Howdy :wave:. Question around pandas dataframe ou...
# ask-the-community
l
Howdy 👋. Question around pandas dataframe outputs/inputs and
map_task
. Sometimes we have many many outputs from a previous task as inputs to
map_task
, which we have found to be slow on occasion and I think we sometimes see limitations in max number of inputs/outputs (is there a limit?). I have been enjoying using dataframes as outputs/inputs for tasks and was wondering if it would ever make sense to add dataframe input/output support for
map_task
? Followup thought: would it ever make sense to create batch support for
map_task
? For example, a batch size of 100 would mean that a single pod would stay up and iterate over 100 input elements. I suppose this can already easily be accomplished by constructing the tasks/inputs accordingly.
s
> is there a limit? Yes, 5000 should work. If you go beyond this, it might not scale very well. In that case, it'd be a wise approach to adopt hierarchical map tasks (you can use a dynamic workflow to create multiple map tasks.) > if it would ever make sense to add dataframe input/output support for
map_task
Do you mean a list of dataframe inputs? > For example, a batch size of 100 would mean that a single pod would stay up and iterate over 100 input elements. You should be able to accomplish this within a single task, just by looping over the batch.
l
I think a list of dataframes works at the moment no?
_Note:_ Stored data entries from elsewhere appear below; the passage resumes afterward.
PR #2698, opened 2022-10-17
Update AmsterdamPRPCachingInfrastructure.yaml - FQDNAliases fiona.uvalight.net

biozit:


matyasselmeci (dismissed):

matyasselmeci:
This change is harmless but FQDNAliases isn't used for much, at least not for caches. What problem are you trying to solve with this?

biozit:
This one:
https://github.com/opensciencegrid/topology/actions/runs/3231194189/jobs/5290456821#step:4:1

matyasselmeci:
Ah, OK. For that, you use endpoint_override and auth_endpoint_override like so: https://github.com/opensciencegrid/topology/tree/master/src#cache-endpoints

biozit:
Please, could you check it?

matyasselmeci:
Yep, looks good.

I mean using a row in a df as an input. So, instead of providing a list of inputs it would be a single df. The number of tasks would equal the number of rows.
s
I think a list of dataframes works at the moment no?
It has to, yes.
I mean using a row in a df as an input.
Gotcha. I'm not sure if that's something we can consider as a high priority item. If you're willing to contribute, please feel free to create an issue, and the team will let you know what they think of it.
l
Yeah, definitely not a high priority item. Great. I'll consider creating an issue.